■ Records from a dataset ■
━━━━━━
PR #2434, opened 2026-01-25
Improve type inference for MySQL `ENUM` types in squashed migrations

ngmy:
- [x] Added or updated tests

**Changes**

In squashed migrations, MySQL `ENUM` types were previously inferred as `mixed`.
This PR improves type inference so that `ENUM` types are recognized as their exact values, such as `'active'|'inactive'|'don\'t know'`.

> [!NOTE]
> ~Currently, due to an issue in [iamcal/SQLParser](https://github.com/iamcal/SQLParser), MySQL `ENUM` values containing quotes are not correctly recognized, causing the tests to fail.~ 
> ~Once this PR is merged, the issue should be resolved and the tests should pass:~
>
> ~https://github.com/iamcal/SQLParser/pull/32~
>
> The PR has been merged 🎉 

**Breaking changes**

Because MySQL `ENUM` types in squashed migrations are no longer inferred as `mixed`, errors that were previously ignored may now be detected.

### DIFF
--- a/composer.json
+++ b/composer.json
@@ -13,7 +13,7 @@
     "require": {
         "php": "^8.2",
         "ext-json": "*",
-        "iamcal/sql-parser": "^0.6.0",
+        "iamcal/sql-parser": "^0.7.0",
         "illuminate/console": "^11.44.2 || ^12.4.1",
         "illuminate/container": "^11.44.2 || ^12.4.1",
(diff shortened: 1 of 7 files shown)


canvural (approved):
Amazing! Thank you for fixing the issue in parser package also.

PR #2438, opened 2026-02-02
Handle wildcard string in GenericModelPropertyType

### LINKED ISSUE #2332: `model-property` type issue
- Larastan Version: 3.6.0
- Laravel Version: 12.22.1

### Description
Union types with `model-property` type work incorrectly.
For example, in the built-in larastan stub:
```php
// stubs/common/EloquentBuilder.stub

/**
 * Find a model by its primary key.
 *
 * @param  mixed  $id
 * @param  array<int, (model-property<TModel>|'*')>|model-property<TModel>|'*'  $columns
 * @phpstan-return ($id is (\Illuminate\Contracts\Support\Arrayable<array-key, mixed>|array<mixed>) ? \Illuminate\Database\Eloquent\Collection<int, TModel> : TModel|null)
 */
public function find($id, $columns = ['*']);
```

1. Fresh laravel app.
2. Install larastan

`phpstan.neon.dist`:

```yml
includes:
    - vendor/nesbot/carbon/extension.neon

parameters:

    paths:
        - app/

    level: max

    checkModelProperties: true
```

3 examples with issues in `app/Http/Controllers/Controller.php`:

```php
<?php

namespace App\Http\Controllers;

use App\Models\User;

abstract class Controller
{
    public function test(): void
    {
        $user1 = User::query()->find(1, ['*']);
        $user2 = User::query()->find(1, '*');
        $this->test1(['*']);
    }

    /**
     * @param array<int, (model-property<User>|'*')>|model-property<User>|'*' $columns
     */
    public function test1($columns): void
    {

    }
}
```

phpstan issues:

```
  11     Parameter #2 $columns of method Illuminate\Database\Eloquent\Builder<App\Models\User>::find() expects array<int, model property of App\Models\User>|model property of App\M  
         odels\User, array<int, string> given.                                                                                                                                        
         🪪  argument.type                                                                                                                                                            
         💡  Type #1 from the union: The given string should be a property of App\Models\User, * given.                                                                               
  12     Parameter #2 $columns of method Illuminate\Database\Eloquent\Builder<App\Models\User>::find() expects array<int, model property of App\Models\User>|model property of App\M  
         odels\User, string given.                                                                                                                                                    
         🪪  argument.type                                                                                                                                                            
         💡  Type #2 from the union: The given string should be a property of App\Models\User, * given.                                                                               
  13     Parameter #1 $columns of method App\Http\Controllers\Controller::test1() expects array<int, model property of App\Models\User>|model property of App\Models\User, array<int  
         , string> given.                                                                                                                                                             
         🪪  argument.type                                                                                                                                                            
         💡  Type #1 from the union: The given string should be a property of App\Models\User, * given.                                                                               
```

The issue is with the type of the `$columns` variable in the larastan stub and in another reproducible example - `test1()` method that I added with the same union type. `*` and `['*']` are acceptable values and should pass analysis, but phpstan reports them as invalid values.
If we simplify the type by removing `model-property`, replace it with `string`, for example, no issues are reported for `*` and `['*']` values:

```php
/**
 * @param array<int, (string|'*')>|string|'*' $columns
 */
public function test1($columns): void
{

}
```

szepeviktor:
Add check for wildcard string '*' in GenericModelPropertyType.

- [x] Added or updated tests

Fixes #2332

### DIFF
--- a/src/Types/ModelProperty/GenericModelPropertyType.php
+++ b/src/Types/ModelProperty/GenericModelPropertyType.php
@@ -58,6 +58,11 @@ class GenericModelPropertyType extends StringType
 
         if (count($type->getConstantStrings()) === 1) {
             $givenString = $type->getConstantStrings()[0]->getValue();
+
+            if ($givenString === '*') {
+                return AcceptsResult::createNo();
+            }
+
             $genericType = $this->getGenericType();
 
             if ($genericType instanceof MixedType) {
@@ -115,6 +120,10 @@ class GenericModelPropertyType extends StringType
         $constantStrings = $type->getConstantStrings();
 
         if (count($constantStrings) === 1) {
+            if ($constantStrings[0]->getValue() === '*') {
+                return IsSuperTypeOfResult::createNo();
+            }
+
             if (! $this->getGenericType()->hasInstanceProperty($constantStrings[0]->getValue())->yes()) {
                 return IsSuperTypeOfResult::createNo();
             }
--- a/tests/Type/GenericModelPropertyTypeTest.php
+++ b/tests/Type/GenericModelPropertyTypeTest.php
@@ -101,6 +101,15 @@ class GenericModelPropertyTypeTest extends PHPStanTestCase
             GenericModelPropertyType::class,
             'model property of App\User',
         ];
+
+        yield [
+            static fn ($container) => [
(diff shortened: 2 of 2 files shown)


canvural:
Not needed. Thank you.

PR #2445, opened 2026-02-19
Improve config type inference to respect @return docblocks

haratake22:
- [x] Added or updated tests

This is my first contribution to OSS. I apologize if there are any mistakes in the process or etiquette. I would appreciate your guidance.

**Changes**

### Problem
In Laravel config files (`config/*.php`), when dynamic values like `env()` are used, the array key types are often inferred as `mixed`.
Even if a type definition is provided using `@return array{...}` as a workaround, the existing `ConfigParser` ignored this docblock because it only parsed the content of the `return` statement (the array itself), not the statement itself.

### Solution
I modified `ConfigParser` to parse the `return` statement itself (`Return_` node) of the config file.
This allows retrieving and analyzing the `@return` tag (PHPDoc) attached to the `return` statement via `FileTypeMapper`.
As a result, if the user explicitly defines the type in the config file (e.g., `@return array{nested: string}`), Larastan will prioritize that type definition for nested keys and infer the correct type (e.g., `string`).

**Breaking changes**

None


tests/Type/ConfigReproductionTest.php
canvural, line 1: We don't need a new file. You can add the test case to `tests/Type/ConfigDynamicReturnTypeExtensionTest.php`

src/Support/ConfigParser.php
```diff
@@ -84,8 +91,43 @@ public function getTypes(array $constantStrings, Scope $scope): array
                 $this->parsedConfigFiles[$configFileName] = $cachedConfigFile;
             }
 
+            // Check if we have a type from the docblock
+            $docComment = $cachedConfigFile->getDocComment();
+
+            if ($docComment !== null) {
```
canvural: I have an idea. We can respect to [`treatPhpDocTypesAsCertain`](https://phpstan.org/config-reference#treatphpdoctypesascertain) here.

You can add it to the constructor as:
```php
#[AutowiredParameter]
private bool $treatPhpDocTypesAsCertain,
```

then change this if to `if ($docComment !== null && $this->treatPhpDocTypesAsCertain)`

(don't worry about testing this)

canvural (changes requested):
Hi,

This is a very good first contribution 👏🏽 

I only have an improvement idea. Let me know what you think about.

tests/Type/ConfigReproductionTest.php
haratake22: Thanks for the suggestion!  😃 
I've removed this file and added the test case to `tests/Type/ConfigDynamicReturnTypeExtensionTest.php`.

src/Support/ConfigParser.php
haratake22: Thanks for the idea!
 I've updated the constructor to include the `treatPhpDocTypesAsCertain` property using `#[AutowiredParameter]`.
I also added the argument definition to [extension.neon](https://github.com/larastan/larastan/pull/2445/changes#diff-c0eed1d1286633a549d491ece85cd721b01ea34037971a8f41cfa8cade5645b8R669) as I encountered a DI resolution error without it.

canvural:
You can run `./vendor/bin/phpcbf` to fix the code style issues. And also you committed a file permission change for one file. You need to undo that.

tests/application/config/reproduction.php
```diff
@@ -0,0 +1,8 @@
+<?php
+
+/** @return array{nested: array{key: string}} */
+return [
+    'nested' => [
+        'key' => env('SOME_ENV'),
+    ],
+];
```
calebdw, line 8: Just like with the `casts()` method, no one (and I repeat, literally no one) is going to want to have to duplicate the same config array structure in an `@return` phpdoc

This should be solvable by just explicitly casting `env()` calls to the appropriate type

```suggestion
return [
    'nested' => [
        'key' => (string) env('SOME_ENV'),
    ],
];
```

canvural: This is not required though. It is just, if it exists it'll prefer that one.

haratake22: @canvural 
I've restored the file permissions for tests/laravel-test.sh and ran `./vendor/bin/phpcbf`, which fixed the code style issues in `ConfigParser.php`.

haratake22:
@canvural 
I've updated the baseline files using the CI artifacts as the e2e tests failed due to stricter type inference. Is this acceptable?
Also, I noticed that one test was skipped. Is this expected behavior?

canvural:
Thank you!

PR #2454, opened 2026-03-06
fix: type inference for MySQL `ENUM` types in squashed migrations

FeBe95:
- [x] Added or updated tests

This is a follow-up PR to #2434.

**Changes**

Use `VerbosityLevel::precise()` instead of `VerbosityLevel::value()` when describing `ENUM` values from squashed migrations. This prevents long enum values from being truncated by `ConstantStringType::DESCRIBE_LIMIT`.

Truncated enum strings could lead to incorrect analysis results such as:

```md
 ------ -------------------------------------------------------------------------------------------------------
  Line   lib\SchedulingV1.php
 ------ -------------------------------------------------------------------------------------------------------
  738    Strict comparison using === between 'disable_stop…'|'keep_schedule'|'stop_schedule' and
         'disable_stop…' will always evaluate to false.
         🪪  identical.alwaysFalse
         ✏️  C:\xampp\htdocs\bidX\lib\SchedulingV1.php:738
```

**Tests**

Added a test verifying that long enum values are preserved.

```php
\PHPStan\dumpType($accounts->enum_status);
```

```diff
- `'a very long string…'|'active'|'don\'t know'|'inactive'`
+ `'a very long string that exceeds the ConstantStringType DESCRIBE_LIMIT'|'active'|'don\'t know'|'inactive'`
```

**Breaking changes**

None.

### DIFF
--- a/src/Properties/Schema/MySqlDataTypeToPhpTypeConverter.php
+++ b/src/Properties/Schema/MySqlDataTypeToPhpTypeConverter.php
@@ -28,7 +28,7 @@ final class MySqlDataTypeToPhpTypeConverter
━━━━━━
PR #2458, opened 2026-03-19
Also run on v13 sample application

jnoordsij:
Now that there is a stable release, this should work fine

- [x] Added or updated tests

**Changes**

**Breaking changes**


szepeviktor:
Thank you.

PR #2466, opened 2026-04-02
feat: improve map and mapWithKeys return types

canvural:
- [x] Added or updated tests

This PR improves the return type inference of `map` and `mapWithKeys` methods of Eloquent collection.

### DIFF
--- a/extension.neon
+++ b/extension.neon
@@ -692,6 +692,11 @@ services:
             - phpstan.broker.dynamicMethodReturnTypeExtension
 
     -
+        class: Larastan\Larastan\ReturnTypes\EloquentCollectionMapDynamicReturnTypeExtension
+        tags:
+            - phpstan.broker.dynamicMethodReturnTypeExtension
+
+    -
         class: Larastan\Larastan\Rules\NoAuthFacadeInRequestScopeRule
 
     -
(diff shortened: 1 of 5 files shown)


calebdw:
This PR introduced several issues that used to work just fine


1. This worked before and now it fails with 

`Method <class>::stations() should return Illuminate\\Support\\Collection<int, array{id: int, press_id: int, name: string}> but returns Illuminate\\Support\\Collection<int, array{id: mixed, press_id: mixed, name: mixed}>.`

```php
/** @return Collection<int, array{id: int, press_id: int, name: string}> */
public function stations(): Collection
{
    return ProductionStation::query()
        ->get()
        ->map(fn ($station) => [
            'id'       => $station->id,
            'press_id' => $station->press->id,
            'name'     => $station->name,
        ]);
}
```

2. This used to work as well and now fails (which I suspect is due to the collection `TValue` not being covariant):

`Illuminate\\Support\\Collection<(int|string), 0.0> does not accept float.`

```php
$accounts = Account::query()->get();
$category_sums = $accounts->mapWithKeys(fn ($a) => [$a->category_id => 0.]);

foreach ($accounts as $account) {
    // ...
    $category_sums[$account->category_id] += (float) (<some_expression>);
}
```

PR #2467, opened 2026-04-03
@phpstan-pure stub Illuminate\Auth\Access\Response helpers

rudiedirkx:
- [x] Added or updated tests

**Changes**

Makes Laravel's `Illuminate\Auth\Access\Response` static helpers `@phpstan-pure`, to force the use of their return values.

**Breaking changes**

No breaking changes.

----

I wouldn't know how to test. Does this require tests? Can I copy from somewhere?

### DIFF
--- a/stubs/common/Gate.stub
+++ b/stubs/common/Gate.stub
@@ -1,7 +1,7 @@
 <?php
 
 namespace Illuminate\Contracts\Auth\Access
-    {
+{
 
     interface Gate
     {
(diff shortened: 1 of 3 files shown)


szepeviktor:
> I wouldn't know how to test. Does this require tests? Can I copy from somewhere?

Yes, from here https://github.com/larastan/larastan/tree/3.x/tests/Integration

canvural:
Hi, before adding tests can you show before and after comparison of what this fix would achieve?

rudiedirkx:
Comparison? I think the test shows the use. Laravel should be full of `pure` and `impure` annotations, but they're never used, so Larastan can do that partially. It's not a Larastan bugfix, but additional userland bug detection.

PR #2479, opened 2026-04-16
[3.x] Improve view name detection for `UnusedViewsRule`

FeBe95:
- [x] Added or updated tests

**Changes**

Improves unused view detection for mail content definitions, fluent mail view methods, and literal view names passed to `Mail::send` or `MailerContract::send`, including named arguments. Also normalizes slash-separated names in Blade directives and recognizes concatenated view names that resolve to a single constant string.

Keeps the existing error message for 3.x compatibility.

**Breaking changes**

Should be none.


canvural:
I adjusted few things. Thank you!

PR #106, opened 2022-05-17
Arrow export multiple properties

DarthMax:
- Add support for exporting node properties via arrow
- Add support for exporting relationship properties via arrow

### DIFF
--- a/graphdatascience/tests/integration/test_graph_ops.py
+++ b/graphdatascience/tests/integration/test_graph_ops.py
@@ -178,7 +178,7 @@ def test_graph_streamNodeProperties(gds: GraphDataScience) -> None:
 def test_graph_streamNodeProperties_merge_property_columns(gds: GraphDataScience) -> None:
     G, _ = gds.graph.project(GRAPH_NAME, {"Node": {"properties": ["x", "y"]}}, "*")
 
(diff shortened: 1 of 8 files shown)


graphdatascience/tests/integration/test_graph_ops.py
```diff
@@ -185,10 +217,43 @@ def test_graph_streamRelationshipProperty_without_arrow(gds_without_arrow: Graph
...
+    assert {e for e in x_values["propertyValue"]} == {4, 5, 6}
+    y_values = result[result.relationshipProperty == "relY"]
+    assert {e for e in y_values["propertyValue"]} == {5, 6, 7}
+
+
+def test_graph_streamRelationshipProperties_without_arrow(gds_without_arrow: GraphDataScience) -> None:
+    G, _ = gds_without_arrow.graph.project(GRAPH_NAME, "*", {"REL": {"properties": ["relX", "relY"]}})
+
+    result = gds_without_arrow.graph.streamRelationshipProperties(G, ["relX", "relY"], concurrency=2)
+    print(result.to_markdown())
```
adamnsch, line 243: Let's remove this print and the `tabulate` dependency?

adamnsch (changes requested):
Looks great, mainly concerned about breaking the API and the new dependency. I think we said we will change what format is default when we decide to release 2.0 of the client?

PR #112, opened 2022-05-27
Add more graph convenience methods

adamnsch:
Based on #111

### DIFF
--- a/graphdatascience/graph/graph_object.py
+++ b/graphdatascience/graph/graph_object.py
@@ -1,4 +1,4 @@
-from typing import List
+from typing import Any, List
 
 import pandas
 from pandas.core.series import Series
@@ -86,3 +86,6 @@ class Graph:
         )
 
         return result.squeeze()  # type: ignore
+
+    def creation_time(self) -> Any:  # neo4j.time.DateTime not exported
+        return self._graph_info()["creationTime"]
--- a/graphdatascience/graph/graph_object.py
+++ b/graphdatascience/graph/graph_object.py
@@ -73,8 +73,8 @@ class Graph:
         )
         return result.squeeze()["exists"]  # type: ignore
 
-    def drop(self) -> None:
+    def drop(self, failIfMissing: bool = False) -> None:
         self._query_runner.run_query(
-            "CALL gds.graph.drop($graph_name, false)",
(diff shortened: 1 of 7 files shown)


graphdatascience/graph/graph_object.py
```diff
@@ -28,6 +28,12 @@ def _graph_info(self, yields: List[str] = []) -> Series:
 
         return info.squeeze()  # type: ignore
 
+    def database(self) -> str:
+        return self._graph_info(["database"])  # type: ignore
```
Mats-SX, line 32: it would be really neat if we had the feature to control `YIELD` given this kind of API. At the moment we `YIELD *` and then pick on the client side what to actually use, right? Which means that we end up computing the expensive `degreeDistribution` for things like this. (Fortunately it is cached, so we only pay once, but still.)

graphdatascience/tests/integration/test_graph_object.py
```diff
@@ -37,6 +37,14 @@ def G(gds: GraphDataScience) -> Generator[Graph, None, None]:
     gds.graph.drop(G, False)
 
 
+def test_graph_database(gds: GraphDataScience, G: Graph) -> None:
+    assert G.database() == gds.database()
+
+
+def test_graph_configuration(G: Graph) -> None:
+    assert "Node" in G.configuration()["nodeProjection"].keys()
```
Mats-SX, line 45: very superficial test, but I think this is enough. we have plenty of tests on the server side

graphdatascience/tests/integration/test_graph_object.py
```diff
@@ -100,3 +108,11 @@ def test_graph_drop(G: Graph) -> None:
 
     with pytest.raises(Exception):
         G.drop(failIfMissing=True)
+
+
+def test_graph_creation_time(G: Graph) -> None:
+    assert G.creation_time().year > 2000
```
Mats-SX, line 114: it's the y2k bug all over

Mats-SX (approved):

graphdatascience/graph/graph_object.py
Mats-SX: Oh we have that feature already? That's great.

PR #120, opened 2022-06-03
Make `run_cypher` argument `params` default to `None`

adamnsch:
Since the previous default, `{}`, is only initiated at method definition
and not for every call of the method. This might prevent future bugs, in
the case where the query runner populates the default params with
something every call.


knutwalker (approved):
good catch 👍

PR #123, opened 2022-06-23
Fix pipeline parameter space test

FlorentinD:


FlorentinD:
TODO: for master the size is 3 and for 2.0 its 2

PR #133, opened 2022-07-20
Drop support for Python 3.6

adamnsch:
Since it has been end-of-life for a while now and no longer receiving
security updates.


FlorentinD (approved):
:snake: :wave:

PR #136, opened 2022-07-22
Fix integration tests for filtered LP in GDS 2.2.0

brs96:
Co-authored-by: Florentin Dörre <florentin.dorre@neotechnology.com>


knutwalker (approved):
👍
━━━━━━
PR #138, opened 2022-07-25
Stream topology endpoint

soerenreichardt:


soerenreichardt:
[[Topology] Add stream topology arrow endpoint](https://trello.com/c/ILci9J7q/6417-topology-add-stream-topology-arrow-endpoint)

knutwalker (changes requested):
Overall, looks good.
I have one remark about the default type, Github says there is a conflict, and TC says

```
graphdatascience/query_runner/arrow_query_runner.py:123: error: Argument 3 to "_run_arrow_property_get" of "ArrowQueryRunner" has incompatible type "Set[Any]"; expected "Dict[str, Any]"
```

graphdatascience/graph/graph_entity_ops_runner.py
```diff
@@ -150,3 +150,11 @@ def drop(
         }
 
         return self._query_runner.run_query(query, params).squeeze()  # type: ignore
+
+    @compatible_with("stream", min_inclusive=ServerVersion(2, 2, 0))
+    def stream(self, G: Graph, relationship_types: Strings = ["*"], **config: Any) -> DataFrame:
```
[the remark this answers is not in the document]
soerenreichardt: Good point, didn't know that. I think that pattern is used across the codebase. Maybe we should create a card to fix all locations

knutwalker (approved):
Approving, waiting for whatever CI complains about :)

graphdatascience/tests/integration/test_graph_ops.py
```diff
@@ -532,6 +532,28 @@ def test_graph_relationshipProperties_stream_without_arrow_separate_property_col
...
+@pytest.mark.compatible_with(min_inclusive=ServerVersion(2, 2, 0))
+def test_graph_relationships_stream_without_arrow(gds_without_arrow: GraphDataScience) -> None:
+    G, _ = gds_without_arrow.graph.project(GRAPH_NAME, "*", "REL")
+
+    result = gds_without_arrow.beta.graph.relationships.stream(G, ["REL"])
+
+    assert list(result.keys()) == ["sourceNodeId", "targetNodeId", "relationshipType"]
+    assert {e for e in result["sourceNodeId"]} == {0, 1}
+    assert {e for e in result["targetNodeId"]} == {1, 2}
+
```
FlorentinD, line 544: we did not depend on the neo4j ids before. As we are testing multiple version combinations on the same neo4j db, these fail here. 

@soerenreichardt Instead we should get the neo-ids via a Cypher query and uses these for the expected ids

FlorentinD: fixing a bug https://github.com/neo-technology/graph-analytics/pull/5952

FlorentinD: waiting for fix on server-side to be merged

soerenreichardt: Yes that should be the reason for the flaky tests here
━━━━━━
■ DIRECTIONS ■
Show the lines where the word "relY" appears in the entries.

■ SOLUTION TO THIS PROBLEM ■
+    y_values = result[result.relationshipProperty == "relY"]
+    G, _ = gds_without_arrow.graph.project(GRAPH_NAME, "*", {"REL": {"properties": ["relX", "relY"]}})
+    result = gds_without_arrow.graph.streamRelationshipProperties(G, ["relX", "relY"], concurrency=2)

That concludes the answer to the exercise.